Life and Other Near-Death Experiences(66)
Raj returned with two polished, professional-looking women, and the three of them sat down at the table like ducks in a row. They began shuffling and passing papers, instructing us to sign here, then there, and over there, again and again until I thought my hand would fall off. The fluorescent lights gave everything a halo effect, and as I was staring at the white light around Raj’s head, I began to wobble in my chair.
Before I knew what was happening, Tom was at my side. “Libby,” he whispered. “Are you okay? You don’t look so hot.”
“Too close, Tom,” I mumbled, wondering if this was a slow-motion panic attack or if I was simply going to faint again.
Tom looked up at Raj and the two other women. “Can we take five?” he asked, not waiting for them to respond. “Come on, let’s get some water,” he said, holding me by the arm and leading me back into the building’s lobby. He sat me on a bench, then walked over to a watercooler. He returned with a Dixie cup full of water, which he handed me. “Did you eat breakfast?” I accepted the cup.
“Not really,” I said. Come to think of it, I hadn’t eaten dinner, either; the cancer diet had pretty much sapped my interest in any sustenance that wasn’t forty proof or higher.
Tom jogged over to the receptionist and quickly returned with a granola bar, which I ate in less than a minute, washing it down with another cup of water that Tom provided.
“Feel better?” he asked, almost eagerly, after I’d finished.
“Yeah. Thanks.”
“Good. I know this has been really hard on you, and I hate to see you showing up here, all . . .” His eyes washed over me. “You look frail, Libby, and so tired. Even though I know you don’t want me to, I’m worried about you.”
How could I not soften, when he was being so kind and attentive? But his tenderness hurt, too, because it was just one more reminder of what we’d lost.
“Yeah, you’re not alone there,” I told him. “But let’s get through the rest of the rigmarole. Then we’ll talk. All right?”
He looked so elated that I instantly regretted making the offer. “I’d love that.”
Half an hour later, I was homeless. I had six hours to remove my remaining items from the apartment, though Natalie, the woman I sold the place to, agreed to let me leave the bed behind.

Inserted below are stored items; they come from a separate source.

PR #397, opened 2020-04-01
add Portugal, Poland, Spain, Switzerland, UK, Austria, Italy, Germany

nburt:
Before merge make sure the following checklist is complete:

Portugal
- [x] Missing symlink
- [x] Manually correct MT translation: Precinct -> Distrito
- [x] Merge config

Poland
- [ ] forms are a copy of Switzerland, including Canton as administrative region. This needs to be updated. Then, we'll need another PR with the updated region name. Currently it is using the string for US State.
- [x] Missing symlink
- [ ] Merge config

Spain
- [x] Missing symlink
- [x] Merge config

Switzerland
- [x] Merge config

UK
- [ ] test that filters work for UK which doesn't have an administrative region (US state, CA province, FR department, etc.) for its form
- [x] Merge config

Austria
- [x] Manually correct MT translation: Federal State -> Bundesland (Nate)
- [x] Missing symlink
- [x] Merge config

Italy
- [x] Missing symlink
- [x] Merge config

Germany
- [x] Manually correct MT translation: State -> Land (Nate)
- [x] Confirm that German states should be called "Land" rather than "Bundesland" as in Austria (Nate)
- [x] Merge config

France
- [x] Merge config

For all of the above we should also be testing that the data loads, language navigation, form navigation, maps, and filtering.


awong-dev:
wait, it says before merge, ensure the checlist is done. I haen't odne that. :-/

nburt:
@awong-dev just commented out UK / Poland. I'll follow up on the Poland form + UK state filter tomorrow

public/countries.js
```diff
@@ -39,6 +50,84 @@ export default {
...
+    i18nString: 'ftm-portugal',
+    countryCode: 'pt',
+    administrativeRegionI18nString: 'ftm-administrative-region-precinct',
+    donationSites: {
+      i18nString: 'ftm-poland-large-donations',
+      administrativeRegionLinks: null,
+      nationalLinks: null
+    },
+    noDonationSitesNearMeI18nString: 'ftm-poland-no-donation-sites-near-me'
+  },
```
awong-dev, line 97: Can we put country clauses in alphabetical order please?

nburt: yeah so these are actually put in alphabetical order by English name. I'll update to country code and then do some sorting

PR #923, opened 2020-05-14
add filters to makers for products + capabilities

nburt:


linderr:
Awesome work! Great choice on the two base filter items.

Can the filter options be in alphabetical order?
Categories: 3D printing, A B C, Other
Products: ABC, Other ?

nburt:
> Awesome work! Great choice on the two base filter items.
> 
> Can the filter options be in alphabetical order?
> Categories: 3D printing, A B C, Other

“I have the car. Do you want to head to the neighborhood?” Tom asked after we’d said good-bye to Raj. “We could go to De Luca or something.”

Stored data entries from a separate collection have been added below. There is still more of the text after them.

PR #936, opened 2020-05-16
Add support for getusppe regional affiliates in json.

awong-dev:
Slightly hacky on the functions side, but also not sure it's worth refactoring...

### DIFF
--- a/functions/index.js
+++ b/functions/index.js
@@ -34,7 +34,7 @@ const SHEETS = {
   it: '1YHt6G1ghcXrRqXflevxHAwg2XOXmG2Cym6nSS5vXe7Q',
   pl: '10EsvvozwLTQpn0ejvPjZSWt9lve3fnMHBHltW-v_zkY',
   pt: '1QnyjUUBT_P476dEl0WfQwVnW15Ie7ogty7DiOkMhHLo',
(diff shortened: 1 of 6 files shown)


functions/index.js
```diff
@@ -497,87 +490,25 @@ function toDataByLocation(data) {
...
   const country = get_country_from_path(req);
   if (country === 'makers') {
     loadMakerData(admin, req, res);
     return;
   }
 
-  if (!(country in SHEETS)) {
-    res.status(400).send(`invalid country: ${country} for ${req.path}`);
-    return;
+  let data = null;
```
nburt, line 500: should data = 'data' by default?

nburt:
I'm seeing that the contact name is in the json file, do we want that or should we be filtering out for privacy?

nburt:
I'm seeing that the contact name is in the json file, do we want that or should we be filtering out for privacy?

functions/index.js
awong-dev: I think I prefer it as it is?  Can change later if it becomes a problem.

awong-dev:
@nburt The names are the public contact names so they should be displayed.

Thanks for wiring in the override!  Gonna merge for now so functionality is deployed.

Issue #937, opened 2020-05-17
Narrow screen layout defects


drwestco:
On narrower screens, a couple of layout problems:

"Join Us" link wraps to two lines, screws up vertical alignment of navbar links.

Horizontal scrollbar appears. Scrolling to the right leads to white gaps at navbar and banner.

![image](https://user-images.githubusercontent.com/743030/82156685-8cb96080-9831-11ea-907f-d9380449a4b6.png)

Issue #913, opened 2020-05-11
"Add Makerspace" button styled differently on mobile nav


ngottlieb:
<img width="500" alt="2020-05-11_15-56-59" src="https://user-images.githubusercontent.com/1222063/81620162-1388bc00-93a0-11ea-85ec-37cd1b2425c2.png">

Issue can be seen by switching from localhost:3000 to localhost:3000/makers and looking at the menu with small viewport. 

probably best to change styling of this button to match the Find the Masks button (and the "Add Donation Site" button that displays on the masks dataset)

Issue #873, opened 2020-05-07
Search bar placeholder text gets obstructed on mobile


saikatbhadra:
When the viewport width is very small (like on mobile) the placeholder text "Search by city, zip or address" gets cut off. We should see if we can cut down this text, change its sizing, or do something else to make sure it's still fully visible on all common views.

This bug probably exists in the main page as well

linderr:
“Search by location”? 
![4539B6BB-BBA1-4B08-B74E-73BCB76A231A](https://user-images.githubusercontent.com/62862914/81894798-898a5000-9565-11ea-86b3-8782141d1833.png)

PR #938, opened 2020-05-18
Small fixups

ywyw:
Address some small UI fixups:

#873, #913, #937 

To handle the layout on larger tablets or smaller desktop screens, shrink the font size and spacing a bit like so:

Screen Shot 2020-05-17 at 9 06 30 PM

### DIFF
--- a/sass/style.scss
+++ b/sass/style.scss
@@ -551,6 +551,8 @@ dl.faq-question {
   display: flex;
   min-height: 100%;
   align-items: center;
+  padding-left: 1rem;
+  padding-right: 1rem;
 }
 
 .navbar.ftm .navbar-brand {
--- a/sass/style.scss
+++ b/sass/style.scss
@@ -596,6 +596,10 @@ dl.faq-question {
   }
 }
 
+.navbar.ftm .nav-item {
+  white-space: nowrap;
+}
+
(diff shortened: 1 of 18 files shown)


sass/style.scss
```diff
@@ -940,3 +944,19 @@ div.figure img {
...
   height: 120px;
 }
+
+/****************************************************************
+  * NAVBAR LARGE TABLET / SMALL DESKTOP SIZE TRANSITIONAL STUFF *
+ ****************************************************************/
+
+@media (max-width: 1265px) and (min-width: $breakpoint-md) {
+  .navbar.ftm .navbar-nav .nav-link {
+    font-size: 10.5px;
```
ngottlieb, line 954: can you change this (and line 960) to `rem` to be consistent with our other font-size specs? Also, I think we can get away with it being a bit bigger, at least testing it in Brave right now. I tried `0.8rem` and it worked

ywyw: Done!  I was testing widths all the way down to `992px` and `0.8rem` is a little bit too big for the `iPad Pro` type of screen.  `0.67rem` is about as big as we can go here

ngottlieb: sounds good thanks!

I shook my head; hanging out at a place we once frequented as a couple sounded about as smart as setting up camp at a nuclear plant. “There’s a diner around the corner. Why don’t we just go there?”
“Sure,” he said agreeably. He seemed so cheerful that I almost missed the combative Tom who had tried to stop me on the way to the airport a month ago.

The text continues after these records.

PR #956, opened 2020-05-23
Support quick-click "lgtm" and "remove" buttons in mailchimp

### LINKED ISSUE #856: A "Looks Good" link for our refresh-emails
@linderr has a good idea for a way to improve our information-gathering from our refresh-emails. 

At the moment, we ask them to fill in the entire form in order to update us. While this gives us better insight into their changing needs, it takes a lot of time.

What would we need to do in order to surface a link that could make the "LGTM" button make an addition to the Sheet?  It should be straightforward to be able to pass the row-ID to links in the refresh-email, perhaps even as a pre-fill to another Google Form.

Ideally, it would appear as a standard "Edit" entry in Combined, with a correct new timestamp, echoing down everything from the relevant row, and have a little annotation denoting that it was from the LGTM button.

There may be a clever hack that could let us deploy something quickly; I just can't quite see the implementation yet.

awong-dev:
When complete, fixes #856

### DIFF
--- a/apiRoutes.js
+++ b/apiRoutes.js
@@ -1,0 +1,29 @@
+const express = require('express');
+const https = require('https');
+
+const router = express.Router();
+
+router.get('/command/:cmd', (req, res, next) => {
+  res.status(200).send('Done');
+
+  const options = {
+    hostname: 'functions.findthemasks.com',
+    port: 443,
+    path: `/exec/${req.params.cmd}`,
+    method: 'GET',
+  };
+
+  let newData = '';
+  const dataReq = https.request(options, (dataRes) => {
+    dataRes.on('data', (d) => { newData += d; });
+    dataRes.on('end', () => {
+      if (dataRes.statusCode === 200) {
+        console.log(dataRes);
+      } else {
+      }
+        console.error(dataRes);
+    });
+  });
+});
+
+module.exports = router;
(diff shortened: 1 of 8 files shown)


awong-dev:
@nburt yeah, still slowly hacking on the api that receives the URL.  I also changed from gcm to cbc... realized the packet length gets super long with gcm and the damage of a successful cbc attack just isn't that large.

Regarding actions "r" should remove and annotate the "Reason" column with "r"

For "g", that's more tough. Per @4kbt , ideally we want to submit a new form entry (so talk to the form, not the sheet) using the same data as the row. Remove the old row with reason DU.  However, I'm not quite sure why we need this..

4kbt:
The reason is really one of bookkeeping -- a moderator's perception of the
sheet is pseudo-linear in time. In particular, Combined is the only
usable/searchable record of past moderator's decisions. By rolling the
updated entries forward and marking the old entries as "duplicate-updated",
it is possible to understand how the current state of the sheet came to
be.  If we were to simply update the entry itself, moderators have to jump
all over the Sheet to stay on top of updates.

In addition, this pseudo-timeseries approach will also let us do
straightforward analytics on how quickly old entries are getting updated.

If we're able to recopy the row to the bottom without breaking the normal
Form submission, there's no need to go through the Form itself.

awong-dev:
We can definitely just add to the bottom of the sheet without going to the
form, but now the "source tab" relation won't be quite right...

4kbt:
Ah.  True. Going through the Form does make for even more raw-input record
consistency/analytics.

The diner smelled of day-old coffee and bacon grease. I knew Tom was thinking of how the odor would permeate his pressed button-down and that he would change the minute he got home.
“So,” he said nervously.
“So,” I said. I looked at him—really looked at him for the first time that day. His skin was as unblemished and unlined as it had always been; not a hair on his head was out of place. Yet his eyes were dull, ringed with purple, and his clothes seemed to hang from his frame.
“How are you feeling?” he asked as the waitress tried to hand us menus. I waved them away, and asked for coffee, toast, and a side order of bacon for good measure. Tom ordered tea and a bagel.
“Oh, you know. Fabulous.” In fact, I was deflated, like my body had sprung an oxygen leak. But my stomach wasn’t hurting, and I no longer felt as though I were going to fall in a heap on the floor, which was about as good as I could hope for. “I fell in love with someone,” I blurted.
Tom blinked, attempting to process what I’d just said. “What? Seriously?”
“Seriously.”
“When? Was it that guy you used to work with?”
I let out a strange little laugh. “Ty? Oh, no. It’s someone you’ve never met. His name is Shiloh. I met him in Puerto Rico.”
“Wow. That’s . . . that’s wonderful.”
“Really.”
“I mean it. You deserve to be happy.”
“Sounds like you’ve been talking to your therapist.”
“O’Reilly, actually. He and Jess said it’s not right. Me trying to hold on to you.”
“They’re not stupid.”
“No, they’re not. I mean it, Libby. I am sorry. Really, really sorry.”
Here was where I told him it was okay. Where I asked myself, What would Charlotte Ross do? and promptly forgave him. Except I couldn’t.
“I didn’t know, Tom,” I said.
“What—what do you mean?”
“When I came home that day, I was upset about something else. I had no idea about you being gay. Would you even have told me if you hadn’t thought I already knew?”
He looked down at his hands. “Um. I don’t know.” He lifted his head and met my eye. “I hope so. That’s why I went into therapy. But no, I wouldn’t have told you that day. What were you going to tell me, when you came home upset?”
“It doesn’t matter now,” I said, fighting the urge to run out of the diner, possibly into oncoming traffic. Yet I did not want to have to speak about this with him ever again. “Were you—are you—in love with O’Reilly?” I asked.